_YOUR TASK:_ Within the entries below, how many lines carry the word "advisories"? State the number and stop.

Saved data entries
= Beginning of Section =

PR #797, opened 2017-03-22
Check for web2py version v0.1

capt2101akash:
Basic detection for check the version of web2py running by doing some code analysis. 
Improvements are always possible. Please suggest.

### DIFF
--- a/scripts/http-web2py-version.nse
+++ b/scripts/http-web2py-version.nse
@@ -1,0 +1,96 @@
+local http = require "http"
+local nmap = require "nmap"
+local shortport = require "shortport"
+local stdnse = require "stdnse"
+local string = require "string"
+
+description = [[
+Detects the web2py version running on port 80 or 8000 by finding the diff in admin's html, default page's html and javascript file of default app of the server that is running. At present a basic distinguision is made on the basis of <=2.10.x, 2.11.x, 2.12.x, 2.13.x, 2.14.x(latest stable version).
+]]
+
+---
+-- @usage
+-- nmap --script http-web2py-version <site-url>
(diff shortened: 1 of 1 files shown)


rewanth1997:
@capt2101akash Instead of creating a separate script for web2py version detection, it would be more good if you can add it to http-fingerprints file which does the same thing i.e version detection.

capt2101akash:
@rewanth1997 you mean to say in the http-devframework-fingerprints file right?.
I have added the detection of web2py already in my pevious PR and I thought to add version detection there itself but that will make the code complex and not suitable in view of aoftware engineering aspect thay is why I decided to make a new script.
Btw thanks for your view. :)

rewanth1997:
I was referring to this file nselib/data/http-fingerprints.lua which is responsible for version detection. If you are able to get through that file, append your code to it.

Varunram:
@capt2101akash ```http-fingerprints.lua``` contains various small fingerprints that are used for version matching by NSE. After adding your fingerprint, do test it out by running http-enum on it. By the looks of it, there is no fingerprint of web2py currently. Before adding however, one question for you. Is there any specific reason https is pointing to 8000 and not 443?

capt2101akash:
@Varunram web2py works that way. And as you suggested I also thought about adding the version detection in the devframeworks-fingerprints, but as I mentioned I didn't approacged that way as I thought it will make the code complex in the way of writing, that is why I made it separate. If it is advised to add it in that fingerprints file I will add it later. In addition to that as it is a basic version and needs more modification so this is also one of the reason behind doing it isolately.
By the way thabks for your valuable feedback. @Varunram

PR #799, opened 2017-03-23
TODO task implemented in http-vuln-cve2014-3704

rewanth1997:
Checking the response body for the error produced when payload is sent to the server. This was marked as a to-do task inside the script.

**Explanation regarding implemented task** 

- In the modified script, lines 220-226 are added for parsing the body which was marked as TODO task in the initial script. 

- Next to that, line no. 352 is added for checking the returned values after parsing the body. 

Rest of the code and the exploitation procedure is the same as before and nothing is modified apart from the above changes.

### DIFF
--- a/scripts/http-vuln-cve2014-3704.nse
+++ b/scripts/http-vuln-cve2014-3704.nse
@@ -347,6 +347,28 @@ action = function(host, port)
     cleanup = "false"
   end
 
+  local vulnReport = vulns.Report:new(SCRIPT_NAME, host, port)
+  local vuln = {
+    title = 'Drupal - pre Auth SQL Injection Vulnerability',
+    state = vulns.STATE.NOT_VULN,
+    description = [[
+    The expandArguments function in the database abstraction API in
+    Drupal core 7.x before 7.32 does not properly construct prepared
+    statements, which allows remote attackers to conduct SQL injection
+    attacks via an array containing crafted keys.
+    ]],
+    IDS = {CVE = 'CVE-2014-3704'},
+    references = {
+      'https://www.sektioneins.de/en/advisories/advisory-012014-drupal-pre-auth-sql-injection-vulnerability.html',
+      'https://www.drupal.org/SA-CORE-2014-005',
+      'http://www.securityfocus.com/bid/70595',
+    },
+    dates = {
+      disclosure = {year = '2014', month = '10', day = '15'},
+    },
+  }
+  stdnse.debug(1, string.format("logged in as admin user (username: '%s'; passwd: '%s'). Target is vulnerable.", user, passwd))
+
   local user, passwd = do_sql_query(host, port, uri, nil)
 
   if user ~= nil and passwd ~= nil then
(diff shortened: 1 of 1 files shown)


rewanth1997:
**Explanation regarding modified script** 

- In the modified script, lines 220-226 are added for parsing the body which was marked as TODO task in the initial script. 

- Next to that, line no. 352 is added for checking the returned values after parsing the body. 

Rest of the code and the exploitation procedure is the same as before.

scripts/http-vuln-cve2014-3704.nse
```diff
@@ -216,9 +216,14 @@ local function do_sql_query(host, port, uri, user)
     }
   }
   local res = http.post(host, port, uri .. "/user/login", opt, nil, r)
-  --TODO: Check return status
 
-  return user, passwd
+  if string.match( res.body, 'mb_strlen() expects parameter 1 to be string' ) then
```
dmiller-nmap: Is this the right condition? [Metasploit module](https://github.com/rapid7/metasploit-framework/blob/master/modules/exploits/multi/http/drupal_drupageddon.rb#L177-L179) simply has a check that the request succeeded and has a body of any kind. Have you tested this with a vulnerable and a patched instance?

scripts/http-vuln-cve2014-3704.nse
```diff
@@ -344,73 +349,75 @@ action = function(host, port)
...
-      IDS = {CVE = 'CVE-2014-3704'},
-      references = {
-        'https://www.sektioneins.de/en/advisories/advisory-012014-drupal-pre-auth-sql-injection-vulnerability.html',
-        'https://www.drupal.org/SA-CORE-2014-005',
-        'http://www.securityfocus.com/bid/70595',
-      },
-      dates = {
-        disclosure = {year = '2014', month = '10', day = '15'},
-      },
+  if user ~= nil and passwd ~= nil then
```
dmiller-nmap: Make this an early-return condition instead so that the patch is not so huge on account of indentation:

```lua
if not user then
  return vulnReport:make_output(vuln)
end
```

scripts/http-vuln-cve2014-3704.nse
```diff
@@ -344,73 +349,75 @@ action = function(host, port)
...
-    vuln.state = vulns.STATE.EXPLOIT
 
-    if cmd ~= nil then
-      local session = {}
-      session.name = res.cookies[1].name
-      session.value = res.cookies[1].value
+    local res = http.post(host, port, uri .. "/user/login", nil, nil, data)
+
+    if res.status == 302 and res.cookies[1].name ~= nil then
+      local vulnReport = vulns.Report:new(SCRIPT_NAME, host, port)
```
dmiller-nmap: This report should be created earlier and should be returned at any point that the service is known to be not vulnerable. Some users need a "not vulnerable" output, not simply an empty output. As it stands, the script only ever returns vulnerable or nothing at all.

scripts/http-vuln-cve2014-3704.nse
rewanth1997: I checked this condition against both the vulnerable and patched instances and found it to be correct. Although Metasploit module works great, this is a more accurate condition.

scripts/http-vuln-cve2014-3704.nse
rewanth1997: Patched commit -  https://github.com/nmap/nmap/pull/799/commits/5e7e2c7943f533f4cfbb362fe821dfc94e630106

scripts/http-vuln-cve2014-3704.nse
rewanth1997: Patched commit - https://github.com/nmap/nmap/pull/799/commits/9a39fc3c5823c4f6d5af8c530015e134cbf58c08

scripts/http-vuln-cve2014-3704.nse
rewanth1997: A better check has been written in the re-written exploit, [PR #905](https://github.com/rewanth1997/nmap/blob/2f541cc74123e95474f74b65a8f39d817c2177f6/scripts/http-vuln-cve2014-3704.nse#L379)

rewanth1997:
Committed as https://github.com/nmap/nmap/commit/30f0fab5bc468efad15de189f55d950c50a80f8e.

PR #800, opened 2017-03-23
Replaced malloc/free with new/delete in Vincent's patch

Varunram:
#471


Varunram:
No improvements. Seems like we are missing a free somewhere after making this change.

= End of Section =
= Beginning of Section =

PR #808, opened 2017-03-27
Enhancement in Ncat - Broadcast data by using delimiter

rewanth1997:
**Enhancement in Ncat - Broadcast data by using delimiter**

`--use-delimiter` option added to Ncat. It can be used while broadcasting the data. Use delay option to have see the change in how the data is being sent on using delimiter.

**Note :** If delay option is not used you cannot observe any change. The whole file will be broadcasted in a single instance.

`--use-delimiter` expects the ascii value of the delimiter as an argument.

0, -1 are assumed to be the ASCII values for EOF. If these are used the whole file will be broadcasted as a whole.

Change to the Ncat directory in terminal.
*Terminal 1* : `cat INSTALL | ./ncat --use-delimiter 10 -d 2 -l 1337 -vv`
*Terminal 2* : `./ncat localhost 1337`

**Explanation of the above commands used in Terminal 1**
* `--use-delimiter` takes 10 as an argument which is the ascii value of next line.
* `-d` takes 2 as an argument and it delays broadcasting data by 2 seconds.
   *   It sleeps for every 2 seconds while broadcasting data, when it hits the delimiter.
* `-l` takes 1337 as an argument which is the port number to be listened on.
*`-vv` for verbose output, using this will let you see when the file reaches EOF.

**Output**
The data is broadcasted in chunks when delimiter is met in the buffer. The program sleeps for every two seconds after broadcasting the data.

= End of Section =

_ANSWER FOR THIS EXERCISE:_ 2